Collected data entries
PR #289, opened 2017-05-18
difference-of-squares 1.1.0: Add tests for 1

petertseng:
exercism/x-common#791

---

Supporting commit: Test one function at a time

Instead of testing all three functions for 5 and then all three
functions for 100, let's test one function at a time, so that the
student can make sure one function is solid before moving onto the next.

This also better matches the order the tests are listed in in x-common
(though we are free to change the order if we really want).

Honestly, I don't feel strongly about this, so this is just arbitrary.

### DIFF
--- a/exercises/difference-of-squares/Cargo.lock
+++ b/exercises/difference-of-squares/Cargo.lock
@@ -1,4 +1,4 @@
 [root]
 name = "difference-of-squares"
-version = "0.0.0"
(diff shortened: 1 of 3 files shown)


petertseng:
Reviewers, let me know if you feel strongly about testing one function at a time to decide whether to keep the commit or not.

--

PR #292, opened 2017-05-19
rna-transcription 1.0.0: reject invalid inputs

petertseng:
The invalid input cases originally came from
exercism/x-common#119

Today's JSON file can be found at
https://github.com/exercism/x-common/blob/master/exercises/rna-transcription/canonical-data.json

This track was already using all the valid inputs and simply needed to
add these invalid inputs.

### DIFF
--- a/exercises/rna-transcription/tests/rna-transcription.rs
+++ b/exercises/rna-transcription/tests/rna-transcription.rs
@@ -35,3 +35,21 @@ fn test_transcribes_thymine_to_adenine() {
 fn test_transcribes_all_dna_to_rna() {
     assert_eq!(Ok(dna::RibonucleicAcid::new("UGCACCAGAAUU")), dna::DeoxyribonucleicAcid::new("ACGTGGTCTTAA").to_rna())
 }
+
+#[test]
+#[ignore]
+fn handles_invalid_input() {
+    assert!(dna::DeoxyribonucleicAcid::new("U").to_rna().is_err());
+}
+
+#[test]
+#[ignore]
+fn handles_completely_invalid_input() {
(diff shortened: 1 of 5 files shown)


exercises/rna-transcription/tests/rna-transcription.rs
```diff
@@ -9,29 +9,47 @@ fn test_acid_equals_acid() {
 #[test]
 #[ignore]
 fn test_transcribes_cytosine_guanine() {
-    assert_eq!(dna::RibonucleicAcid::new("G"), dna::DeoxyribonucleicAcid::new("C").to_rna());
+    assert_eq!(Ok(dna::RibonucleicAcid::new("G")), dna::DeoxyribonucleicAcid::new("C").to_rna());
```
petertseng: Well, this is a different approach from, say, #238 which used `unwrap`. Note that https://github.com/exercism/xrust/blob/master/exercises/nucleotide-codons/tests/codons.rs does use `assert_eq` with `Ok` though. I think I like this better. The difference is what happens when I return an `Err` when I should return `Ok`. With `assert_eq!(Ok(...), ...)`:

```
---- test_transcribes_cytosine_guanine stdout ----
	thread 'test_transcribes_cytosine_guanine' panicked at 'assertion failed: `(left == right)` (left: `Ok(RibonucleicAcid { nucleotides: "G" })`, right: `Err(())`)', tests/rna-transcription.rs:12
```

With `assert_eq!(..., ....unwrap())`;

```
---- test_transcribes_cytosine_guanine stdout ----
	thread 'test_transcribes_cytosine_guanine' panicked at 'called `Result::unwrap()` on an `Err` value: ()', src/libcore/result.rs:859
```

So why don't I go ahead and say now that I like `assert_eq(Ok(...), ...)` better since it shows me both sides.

* * *

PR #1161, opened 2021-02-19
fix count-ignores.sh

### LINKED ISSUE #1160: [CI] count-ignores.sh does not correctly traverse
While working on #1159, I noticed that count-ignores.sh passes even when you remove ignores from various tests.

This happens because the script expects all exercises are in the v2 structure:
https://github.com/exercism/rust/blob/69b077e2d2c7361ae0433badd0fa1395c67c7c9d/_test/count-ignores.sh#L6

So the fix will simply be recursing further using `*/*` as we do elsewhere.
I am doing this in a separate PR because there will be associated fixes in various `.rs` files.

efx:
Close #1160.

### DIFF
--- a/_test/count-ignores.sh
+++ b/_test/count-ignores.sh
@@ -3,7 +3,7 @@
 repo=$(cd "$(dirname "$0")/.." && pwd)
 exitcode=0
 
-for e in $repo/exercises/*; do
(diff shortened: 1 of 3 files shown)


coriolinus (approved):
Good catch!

**Required action:**
Gather all lines of the records that include the word "strongly".

**Output of the exercise:**
Honestly, I don't feel strongly about this, so this is just arbitrary.
Reviewers, let me know if you feel strongly about testing one function at a time to decide whether to keep the commit or not.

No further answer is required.